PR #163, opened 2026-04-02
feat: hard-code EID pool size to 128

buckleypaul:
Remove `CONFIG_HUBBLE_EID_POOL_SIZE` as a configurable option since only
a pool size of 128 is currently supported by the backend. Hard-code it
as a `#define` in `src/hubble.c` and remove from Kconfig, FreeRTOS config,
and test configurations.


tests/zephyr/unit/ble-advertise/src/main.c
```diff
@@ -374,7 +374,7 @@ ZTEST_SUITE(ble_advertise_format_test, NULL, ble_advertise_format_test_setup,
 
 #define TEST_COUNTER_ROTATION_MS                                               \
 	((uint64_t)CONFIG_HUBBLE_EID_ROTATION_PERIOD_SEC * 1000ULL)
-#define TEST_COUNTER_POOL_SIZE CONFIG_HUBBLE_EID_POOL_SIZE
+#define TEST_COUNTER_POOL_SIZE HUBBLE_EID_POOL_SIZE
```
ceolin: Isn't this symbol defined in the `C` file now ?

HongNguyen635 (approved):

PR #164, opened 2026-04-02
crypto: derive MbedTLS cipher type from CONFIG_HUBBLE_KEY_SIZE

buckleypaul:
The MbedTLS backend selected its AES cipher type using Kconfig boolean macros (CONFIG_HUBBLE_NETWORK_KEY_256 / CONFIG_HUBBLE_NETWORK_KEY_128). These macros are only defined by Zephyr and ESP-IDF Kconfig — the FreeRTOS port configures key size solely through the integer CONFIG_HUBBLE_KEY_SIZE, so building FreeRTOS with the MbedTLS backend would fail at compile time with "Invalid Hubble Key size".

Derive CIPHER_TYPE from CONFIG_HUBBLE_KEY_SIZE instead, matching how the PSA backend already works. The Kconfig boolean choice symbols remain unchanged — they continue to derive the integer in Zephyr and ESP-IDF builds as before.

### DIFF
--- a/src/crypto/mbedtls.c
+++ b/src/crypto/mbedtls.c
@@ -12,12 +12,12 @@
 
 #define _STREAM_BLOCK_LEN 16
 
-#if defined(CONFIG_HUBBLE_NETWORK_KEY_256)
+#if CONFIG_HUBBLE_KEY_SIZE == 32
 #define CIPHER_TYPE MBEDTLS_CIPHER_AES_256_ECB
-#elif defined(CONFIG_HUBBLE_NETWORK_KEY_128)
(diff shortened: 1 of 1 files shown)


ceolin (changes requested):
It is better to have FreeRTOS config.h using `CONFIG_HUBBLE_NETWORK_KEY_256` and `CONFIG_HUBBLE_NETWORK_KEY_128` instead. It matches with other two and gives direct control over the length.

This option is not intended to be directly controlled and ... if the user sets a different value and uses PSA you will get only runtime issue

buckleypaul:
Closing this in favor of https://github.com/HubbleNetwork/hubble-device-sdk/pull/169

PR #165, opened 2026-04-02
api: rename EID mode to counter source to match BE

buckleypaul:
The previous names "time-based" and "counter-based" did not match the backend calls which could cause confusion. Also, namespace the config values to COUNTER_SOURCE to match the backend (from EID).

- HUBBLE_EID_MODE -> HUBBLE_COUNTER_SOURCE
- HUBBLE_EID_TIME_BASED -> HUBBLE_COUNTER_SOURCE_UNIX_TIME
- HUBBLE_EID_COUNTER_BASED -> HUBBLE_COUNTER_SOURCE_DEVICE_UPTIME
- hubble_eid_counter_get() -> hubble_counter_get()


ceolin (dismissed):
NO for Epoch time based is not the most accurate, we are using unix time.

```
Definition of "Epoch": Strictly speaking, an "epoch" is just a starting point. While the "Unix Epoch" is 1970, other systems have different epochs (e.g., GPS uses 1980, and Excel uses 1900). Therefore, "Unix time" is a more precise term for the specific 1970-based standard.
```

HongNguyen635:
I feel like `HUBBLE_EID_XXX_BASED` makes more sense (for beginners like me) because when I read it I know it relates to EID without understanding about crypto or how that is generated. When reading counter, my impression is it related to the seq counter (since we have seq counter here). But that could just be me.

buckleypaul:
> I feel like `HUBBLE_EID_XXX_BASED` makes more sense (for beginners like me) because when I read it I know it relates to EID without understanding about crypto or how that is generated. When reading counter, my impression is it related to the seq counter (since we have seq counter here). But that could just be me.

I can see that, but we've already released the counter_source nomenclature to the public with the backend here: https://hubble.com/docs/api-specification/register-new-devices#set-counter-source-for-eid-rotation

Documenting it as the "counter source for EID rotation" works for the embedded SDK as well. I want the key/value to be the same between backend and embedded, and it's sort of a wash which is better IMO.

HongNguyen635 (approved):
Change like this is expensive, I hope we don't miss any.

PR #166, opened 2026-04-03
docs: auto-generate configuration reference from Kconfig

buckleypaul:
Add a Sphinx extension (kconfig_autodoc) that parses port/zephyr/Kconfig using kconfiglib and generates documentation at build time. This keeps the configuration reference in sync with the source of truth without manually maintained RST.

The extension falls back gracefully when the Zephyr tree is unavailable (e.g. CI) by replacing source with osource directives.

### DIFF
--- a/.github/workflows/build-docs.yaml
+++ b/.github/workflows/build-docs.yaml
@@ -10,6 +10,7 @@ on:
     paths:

__________

■ WHAT YOU HAVE TO DO: Full repetition needed. Write out every entry above exactly as given.

■ ANSWER BOX:
PR #163, opened 2026-04-02
feat: hard-code EID pool size to 128

buckleypaul:
Remove `CONFIG_HUBBLE_EID_POOL_SIZE` as a configurable option since only
a pool size of 128 is currently supported by the backend. Hard-code it
as a `#define` in `src/hubble.c` and remove from Kconfig, FreeRTOS config,
and test configurations.


tests/zephyr/unit/ble-advertise/src/main.c
```diff
@@ -374,7 +374,7 @@ ZTEST_SUITE(ble_advertise_format_test, NULL, ble_advertise_format_test_setup,
 
 #define TEST_COUNTER_ROTATION_MS                                               \
 	((uint64_t)CONFIG_HUBBLE_EID_ROTATION_PERIOD_SEC * 1000ULL)
-#define TEST_COUNTER_POOL_SIZE CONFIG_HUBBLE_EID_POOL_SIZE
+#define TEST_COUNTER_POOL_SIZE HUBBLE_EID_POOL_SIZE
```
ceolin: Isn't this symbol defined in the `C` file now ?

HongNguyen635 (approved):

PR #164, opened 2026-04-02
crypto: derive MbedTLS cipher type from CONFIG_HUBBLE_KEY_SIZE

buckleypaul:
The MbedTLS backend selected its AES cipher type using Kconfig boolean macros (CONFIG_HUBBLE_NETWORK_KEY_256 / CONFIG_HUBBLE_NETWORK_KEY_128). These macros are only defined by Zephyr and ESP-IDF Kconfig — the FreeRTOS port configures key size solely through the integer CONFIG_HUBBLE_KEY_SIZE, so building FreeRTOS with the MbedTLS backend would fail at compile time with "Invalid Hubble Key size".

Derive CIPHER_TYPE from CONFIG_HUBBLE_KEY_SIZE instead, matching how the PSA backend already works. The Kconfig boolean choice symbols remain unchanged — they continue to derive the integer in Zephyr and ESP-IDF builds as before.

### DIFF
--- a/src/crypto/mbedtls.c
+++ b/src/crypto/mbedtls.c
@@ -12,12 +12,12 @@
 
 #define _STREAM_BLOCK_LEN 16
 
-#if defined(CONFIG_HUBBLE_NETWORK_KEY_256)
+#if CONFIG_HUBBLE_KEY_SIZE == 32
 #define CIPHER_TYPE MBEDTLS_CIPHER_AES_256_ECB
-#elif defined(CONFIG_HUBBLE_NETWORK_KEY_128)
(diff shortened: 1 of 1 files shown)


ceolin (changes requested):
It is better to have FreeRTOS config.h using `CONFIG_HUBBLE_NETWORK_KEY_256` and `CONFIG_HUBBLE_NETWORK_KEY_128` instead. It matches with other two and gives direct control over the length.

This option is not intended to be directly controlled and ... if the user sets a different value and uses PSA you will get only runtime issue

buckleypaul:
Closing this in favor of https://github.com/HubbleNetwork/hubble-device-sdk/pull/169

PR #165, opened 2026-04-02
api: rename EID mode to counter source to match BE

buckleypaul:
The previous names "time-based" and "counter-based" did not match the backend calls which could cause confusion. Also, namespace the config values to COUNTER_SOURCE to match the backend (from EID).

- HUBBLE_EID_MODE -> HUBBLE_COUNTER_SOURCE
- HUBBLE_EID_TIME_BASED -> HUBBLE_COUNTER_SOURCE_UNIX_TIME
- HUBBLE_EID_COUNTER_BASED -> HUBBLE_COUNTER_SOURCE_DEVICE_UPTIME
- hubble_eid_counter_get() -> hubble_counter_get()


ceolin (dismissed):
NO for Epoch time based is not the most accurate, we are using unix time.

```
Definition of "Epoch": Strictly speaking, an "epoch" is just a starting point. While the "Unix Epoch" is 1970, other systems have different epochs (e.g., GPS uses 1980, and Excel uses 1900). Therefore, "Unix time" is a more precise term for the specific 1970-based standard.
```

HongNguyen635:
I feel like `HUBBLE_EID_XXX_BASED` makes more sense (for beginners like me) because when I read it I know it relates to EID without understanding about crypto or how that is generated. When reading counter, my impression is it related to the seq counter (since we have seq counter here). But that could just be me.

buckleypaul:
> I feel like `HUBBLE_EID_XXX_BASED` makes more sense (for beginners like me) because when I read it I know it relates to EID without understanding about crypto or how that is generated. When reading counter, my impression is it related to the seq counter (since we have seq counter here). But that could just be me.

I can see that, but we've already released the counter_source nomenclature to the public with the backend here: https://hubble.com/docs/api-specification/register-new-devices#set-counter-source-for-eid-rotation

Documenting it as the "counter source for EID rotation" works for the embedded SDK as well. I want the key/value to be the same between backend and embedded, and it's sort of a wash which is better IMO.

HongNguyen635 (approved):
Change like this is expensive, I hope we don't miss any.

PR #166, opened 2026-04-03
docs: auto-generate configuration reference from Kconfig

buckleypaul:
Add a Sphinx extension (kconfig_autodoc) that parses port/zephyr/Kconfig using kconfiglib and generates documentation at build time. This keeps the configuration reference in sync with the source of truth without manually maintained RST.

The extension falls back gracefully when the Zephyr tree is unavailable (e.g. CI) by replacing source with osource directives.

### DIFF
--- a/.github/workflows/build-docs.yaml
+++ b/.github/workflows/build-docs.yaml
@@ -10,6 +10,7 @@ on:
     paths:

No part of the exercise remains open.